# For the love of my boys



## Buddy's mom forever (Jun 23, 2011)

After we returned from a walk tonight, Charlie and I were playing on the floor and my eyes rested on “the peace of the art” of my boys. 

I clearly remember that day, stopped at the pet store and bought all bunch of toys for my Buddy who was teething at that time just to catch him chewing on the leg of dining table. Of course I was mad, the table was brand new and my Buddy was “just a dog” to me at that time. Years passed by, my Buddy is not with us any more, we have our Charlie now and guess what ... somewhere around his teething time I caught my Charlie chewing on the same spot. Tonight I am looking at that spot, a peace of the art of my boys smiling with tears.
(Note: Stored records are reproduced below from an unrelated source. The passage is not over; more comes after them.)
PR #807, opened 2025-01-31
feat(git): optimise git root lookup

lttb:
## Description

A follow-up to #804

This PR contains two improvements for `git.get_root`:

### `path` parents fix

```diff
- path = path == "" and (vim.uv or vim.loop).cwd() .. "/foo" or path
+ path = (path == "" and (vim.uv or vim.loop).cwd() or path) .. "/foo"
  -- check cache first
  for dir in vim.fs.parents(path) do
```

The issue was that in case if `path` is actually a `git_root`, `vim.fs.parents(path)` will go up, so `dir` will never hit the cache. I suppose that was the reason for the `/foo` postfix for `(vim.uv or vim.loop).cwd()` too.

See the issue and the fix combined in the video:

https://github.com/user-attachments/assets/bba89ffa-13b3-40cc-8b44-06826afe68be

### cache hit for `GIT_WORK_TREE`

`GIT_WORK_TREE` is never cached, so any call to `git_root` will cause a full lookup in the file system before returning the `GIT_WORK_TREE`. 

To optimise it, I think it makes sense to add `GIT_WORK_TREE` to `is_git_root` for caching.

See the issue and the fix combined in the video:

https://github.com/user-attachments/assets/f37c960f-2ed3-49cb-9d40-73df64d82bea

## Related Issue(s)

- #804

### DIFF
--- a/lua/snacks/git.lua
+++ b/lua/snacks/git.lua
@@ -15,9 +15,9 @@ Snacks.config.style("blame_line", {
 })
 
 local git_cache = {} ---@type table<string, boolean>
-local function is_git_root(dir)
+local function is_git_root(dir, git_work_tree)
   if git_cache[dir] == nil then
-    git_cache[dir] = (vim.uv or vim.loop).fs_stat(dir .. "/.git") ~= nil
+    git_cache[dir] = ((vim.uv or vim.loop).fs_stat(dir .. "/.git") ~= nil) or (vim.fs.normalize(dir) == git_work_tree)
   end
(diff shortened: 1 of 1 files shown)


folke:
Checking the top-level was indeed something that had to be added.
Adding GIT_WORK_TREE in the cache is unnecessary and also incorrect imo.

It also doesn't matter since we're caching misses as well.

So now for every `get_root` only the first time will we need to check the roots.
After that it's purely the cache.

Charlie looked at me for couple minutes and then went to sleep at my Buddy’s favorite place.

Sorry my dear friends who are grieving I understand your pain.

I have no knowledge or wisdom to share, not even so much experience in doggy world, but I share what I have – love for my boys.
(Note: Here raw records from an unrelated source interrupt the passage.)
PR #823, opened 2025-01-31
feat(scope): allow injected languages to be parsed by treesitter

### LINKED ISSUE #430: feature(scope): Add support for injections in treesitter scopes
### Did you check the docs?

I'm regularly working with .vue files and have noticed that the treesitter scopes do not correctly handle the injected JS/TS/CSS blocks, and simply treat the entire enclosing tag as the scope.

Example:

https://github.com/user-attachments/assets/79506eff-acf4-4dec-a7a3-a0b300169ada

This is due to the calls to `vim.treesitter.get_node()` in `scope.lua` which pass the default argument for `ignore_injections` which is `true`.
With `ignore_injections` set to `false`, we get the desired behaviour:

https://github.com/user-attachments/assets/31764317-dc74-47f7-bf1f-31d51152cbd9

However, I imagine not all users may want injection parsing enabled, so I recommend adding a new config flag that defaults to the current behaviour, but can be toggled to support including the injections if desired.

Example config:
```
scope = {
  enabled = true,
  treesitter = { include_injections = true },
},
```

Perhaps this default is settable from the treesitter side, and doesn't require modification here, but I couldn't find it if so.

### Additional context

I have a patch on my fork that implements this as described above, and would be happy to open a PR if desired.

Aietes:
## Description

Adding a config flag to allow injected languages to be parsed by treesitter. This is crucial for languages like vue, which contain typescript or javascript in a script tag. When `treesitter.get_node` is not called with ignore_injections = false, the script tag is treated as a single block, which is not helpful, as it contains most code for languages like vue.

## Related Issue(s)

 - Fixes #430 

## Screenshots

 - See #430

### DIFF
--- a/lua/snacks/scope.lua
+++ b/lua/snacks/scope.lua
@@ -43,6 +43,7 @@ local defaults = {
     -- detect scope based on treesitter.
     -- falls back to indent based detection if not available
     enabled = true,
+    ignore_injections = false, -- do not ignore injected languages, helpful for languages like vue
     ---@type string[]|{enabled?:boolean}
     blocks = {
       enabled = false, -- enable to use the following blocks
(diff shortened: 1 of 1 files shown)


Aietes:
Opened #906 to ensure PR is considered for merge.

folke:
ty!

Hope you all find your peace one day.















My Buddy








My Charlie


----------



## Melakat (Oct 9, 2010)

Thanks for sharing... this gave me those bittersweet tears. My Logan was chewing on a baseboard that Oakley had already chewed. I am so glad we never replaced it after all of those years  Little memories of our Oaks all around our home.

Wow great picture of Charlie sleeping in the very same place your beloved Buddy slept. Brings tears to my eyes.


----------



## Buddy's mom forever (Jun 23, 2011)

Melakat said:


> Thanks for sharing... this gave me those bittersweet tears. My Logan was chewing on a baseboard that Oakley had already chewed. I am so glad we never replaced it after all of those years  Little memories of our Oaks all around our home.
> 
> Wow great picture of Charlie sleeping in the very same place your beloved Buddy slept. Brings tears to my eyes.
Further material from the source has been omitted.